The owner of Poundland has warned that the cost of living crisis is driving UK shoppers to reduce spending even on essential items, as wages fail to keep pace with soaring inflation. Pepco Group, which also owns Dealz in Ireland and the Pepco chain across Europe, said that while inflationary pressures are higher in central and eastern Europe, stronger wage growth there is offsetting the impact.
In western European markets, however, the acute spike in inflation combined with stagnant wage growth has led to lower consumer spending. Specifically in the UK, the cost of living crisis has hit disposable income, with customers scaling back on essential purchases in the short term. UK inflation reached 9% in April, the highest in over 40 years, while wage growth excluding bonuses stands at just over 4%.
Pepco said its profit margins have suffered as it tries to absorb some cost increases, and it is looking to make cutbacks to keep prices low for cost-conscious customers.

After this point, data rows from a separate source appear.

PR #267, opened 2026-05-06
Add use_gqa_for_kv_shared flag for hybrid GQA/Attention CUDA EP dispatch

justinchuby:
## Summary

Adds a feature flag `MOBIUS_USE_GQA_FOR_KV_SHARED` (default `False`) to control whether KV-shared layers use GQA or standard ONNX Attention on CUDA EP.

### Background

Gemma4 has 35 decoder layers: 15 non-shared (layers 0-14) with their own KV cache, and 20 KV-shared (layers 15-34) that borrow K/V from source layers. On CUDA EP:

- **Non-shared layers**: Work correctly with GQA (fused RoPE + attention + KV cache)
- **KV-shared layers**: Cannot use GQA because they pass the full KV cache as K input with no `past_key` — the CUTLASS MEA aligned kernel crashes at sequence lengths that are multiples of 8 (tracked in microsoft/onnxruntime#28376)

### Changes

1. **`_flags.py`**: New `use_gqa_for_kv_shared` flag with `MOBIUS_USE_GQA_FOR_KV_SHARED` env var
2. **`gemma4.py`**:
   - Per-layer dispatch: GQA for normal layers, Attention for KV-shared (controlled by flag)
   - Always use float additive masks for fallback path (fixes CUDA EP output — bool masks caused incorrect results)
   - Remove unused `create_padding_mask`/`create_sliding_window_mask` imports

### Testing

- All 13 Gemma4 L1 tests pass
- Lint clean
- Pure ORT decoder test: all seq lengths 1-64 pass on CUDA EP
- GenAI end-to-end blocked by separate issue (Equal<int64> CPU kernel on CUDA input_ids, tracked in onnxruntime-genai PR #2123)

### Future

Set `MOBIUS_USE_GQA_FOR_KV_SHARED=1` once ORT GQA supports `new_kv_length=0` for KV-shared layers.

### DIFF
--- a/src/mobius/_flags.py
+++ b/src/mobius/_flags.py
@@ -84,6 +84,11 @@ class _Flags:
          - ``True``
          - Lower the ONNX opset declaration to 23 for non-CPU EPs
            (ORT ≤1.24.x workaround).
+       * - ``use_gqa_for_kv_shared``
+         - ``MOBIUS_USE_GQA_FOR_KV_SHARED``
+         - ``False``
+         - Use GQA for KV-shared layers on CUDA EP. Requires ORT GQA
+           new_kv_length=0 support.
     """
 
     suppress_dedup_warning: bool = dataclasses.field(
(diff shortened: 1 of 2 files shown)


justinchuby:
Consolidated into PR #262 which now includes the feature flag, hybrid dispatch, and float additive bias changes.

PR #268, opened 2026-05-06
[KV cache] support-past-present-share-buffer

rui-ren:
## Support past present share buffer

Add `supports_past_present_share_buffer=True`

Benefit: 

Save the `memcpy` overhead.


justinchuby (approved):

justinchuby:
Thanks!

PR #5818, opened 2024-04-01
fix(lazarus-deb): Changed to lazarus-project-deb

Xdavius:
Upstream name is different to Debian name, and cannot use provide as the .deb got his own provide. So the dependency need is cover by other apps

This fix the problem between pacstall db and apt db so pacstall -R can remove the .deb


Xdavius:
After this is merged, I will push goverlay. This change was needed for it to work

Elsie19 (approved):

PR #5824, opened 2024-04-03
upd(goverlay): `1.0` -> `1.1.1`

Xdavius:


Xdavius:
I have canceled my branch.. it has canceled all my PR ...

Xdavius:
Here the control file generated : 

```Depends: mangohud, fpc-laz, fpc-src, lazarus-project, libqt6pas6
Package: goverlay
Version: 1.1.1-pacstall1
Architecture: amd64
Section: Pacstall
Priority: optional
Build-Depends: git, libglu1-mesa-dev, qt6-base-dev
Conflicts: goverlay-bin
Replace: goverlay-bin
Maintainer: Xdavius <xdavius@github.com>
Description: A GUI to help manage Vulkan/OpenGL overlays
Installed-Size: 4193
```

Xdavius:
Hi. Thank you for replying.

In fact, I have tested on my side. Uninstalling fpc-src uninstall goverlay. But I don't want this comportement... Because it's not an execution dependency, just a build one.

If you know the way to avoid this problem... (Not tested to declare empty depends, I don't know if it will do the trick...)

For your question, goverlay-bin is the binary provided by upstream. At this moment, it is still in qt5 version 1.0.

This one is qt6 and rebuilt from source. The distributions aren't totally compatible with it, making the use of qt6ct for exemple for the theme.

Originally, goverlay-bin was named goverlay, but was a bin. So I have updated the name of the package.

And goverlay is from source as it must be.

I will continue to maintain both, but -bin will be left on 1.0 version for a while. 

Waiting for Noble to see If I can update without problems.

Xdavius:
Hi. Thank you for replying.

In fact, I have tested on my side. Uninstalling fpc-src uninstall goverlay. But I don't want this comportement... Because it's not an execution dependency, just a build one.

If you know the way to avoid this problem... (Not tested to declare empty depends, I don't know if it will do the trick...)

For your question, goverlay-bin is the binary provided by upstream. At this moment, it is still in qt5 version 1.0.

This one is qt6 and rebuilt from source. The distributions aren't totally compatible with it, making the use of qt6ct for exemple for the theme.

Originally, goverlay-bin was named goverlay, but was a bin. So I have updated the name of the package.

And goverlay is from source as it must be.

I will continue to maintain both, but -bin will be left on 1.0 version for a while. 

Waiting for Noble to see If I can update without problems.

Xdavius:
@Elsie19 I think it's good now.

packages/goverlay/goverlay.pacscript
```diff
@@ -1,26 +1,37 @@
...
-depends=("mangohud" "libqt5pas-dev")
-pkgdesc="Graphical UI to help manage Linux overlays"
-maintainer="Elsie19 <elsie19@pm.me>"
+replace=("goverlay-bin")
+pkgver="1.1.1"
+pkgdesc="A GUI to help manage Vulkan/OpenGL overlays"
+arch=("amd64")
+makedepends=('git' 'libglu1-mesa-dev' 'qt6-base-dev')
+case "${DISTRO}" in
+debian:testing|debian:sid)
```
Elsie19, line 10:
```suggestion
debian:testing | debian:sid)
```

packages/goverlay/goverlay.pacscript
```diff
@@ -1,26 +1,37 @@
...
+  pacdeps=('mangohud' 'fpc-laz-deb' 'fpc-src-deb' 'lazarus-project-deb' 'qt6pas')
+  ;;
+esac
+url="https://github.com/benjamimgois/goverlay/archive/refs/tags/${pkgver}.tar.gz"
+hash="06dcad9ab7db990f2df04be01d549953e274907d7f691fe1bc4bbe712329936c"
 repology=("project: goverlay")
 
+build() {
+  case "${DISTRO}" in
+  debian:testing|debian:sid)
```
Elsie19, line 24:
```suggestion
  debian:testing | debian:sid)
```

Elsie19 (changes requested):

Xdavius:
@oklopfer possible to merge ? or miss something ?

packages/goverlay/goverlay.pacscript
```diff
@@ -1,26 +1,37 @@
...
-Exec=goverlay
-Icon=goverlay
-Terminal=false
-Type=Application
-Categories=Game;
-Keywords=MangoHud;vkBasalt;ReplaySorcery;msi;afterburner;' | sudo tee "${pkgdir}/usr/share/applications/goverlay.desktop" > /dev/null
-  sudo wget -q https://raw.githubusercontent.com/benjamimgois/goverlay/master/data/icons/128x128/goverlay.png -P "${pkgdir}/usr/share/icons/hicolor/128x128/apps/"
+  sudo make prefix=/usr libexecdir=/lib DESTDIR="${pkgdir}" install
+  # Fix Issue to change Depends with usage of pacdeps
+  sudo sed -i "/^Depends:*/c\Depends: mangohud, libqt6pas-dev" "${pkgdir}"/DEBIAN/control
```
Elsie19, line 36: @Xdavius we're still deliberating on this line. That's why this hasn't been merged yet.

Xdavius: Can be changed to prepare and install in package. You are right.

I will change it.

Xdavius: @Elsie19 here the build of my friend Antiz for arch : 
https://gitlab.archlinux.org/archlinux/packaging/packages/goverlay/-/blob/main/PKGBUILD?ref_type=heads

And for my workaroud yes... I understand the problem.

We need a new section names `makepacdeps` to use pacstall as make dependency and not runtime dep.

For now, I suppose there is no other solution by editing the Debian Control file in this particular case.

On my repository, I have made worst because of missing pre_instal function :/ 

When pacstall will be ready for a new syntaxe, we will update the package and fix the workaround.

Other thing, I don't about pacstall 5.0 and the changes if it will be compatible... Well, if it break, we will patch XD

D-Brox:
This needs to be updated to the 5.0.0 spec

Xdavius:
> This needs to be updated to the 5.0.0 spec

use goverlay-bin until I do the changes here. Have to test with v5.

Elsie19:
There are merge conflicts now.

packages/goverlay/goverlay.pacscript
```diff
@@ -1,33 +1,46 @@
...
+  makedepends+=("lazarus" "fpc" "fpc-source")
+  ;;
+*)
+  pacdeps=('mangohud' 'fpc-laz-deb' 'fpc-src-deb' 'lazarus-project-deb' 'qt6pas')
+  ;;
+esac
+
+
+build() {
+  export external_connection=true
```
oklopfer, line 26: Don’t export this. It should be a pacscript variable outside of the functions.

oklopfer (changes requested):

Elsie19 (approved):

Despite this, sales rose nearly 19% in the six months to 31 March, and profits increased by almost 29%, driven by the opening of 235 new stores across Europe.
The warning from Pepco came as furniture retailer DFS reported a decline in orders since April, with order numbers down about 2% on pre-pandemic levels. Analysts said this was roughly 50% lower than last year, leading to a nearly 16% drop in DFS shares and expectations of profit cuts by more than a third.
Pepco CEO Trevor Masters said the company has maintained its market-leading position on prices and shielded customers from price rises on some products amid significant inflationary pressure on household budgets. The group noted that sales have risen above pre-pandemic levels in the eight weeks since the year end, with Poundland's underlying sales up an average of 4.3% per week. However, the war in Ukraine has exacerbated supply chain disruption and inflationary headwinds, partially offsetting the boost from an influx of refugees in bordering countries.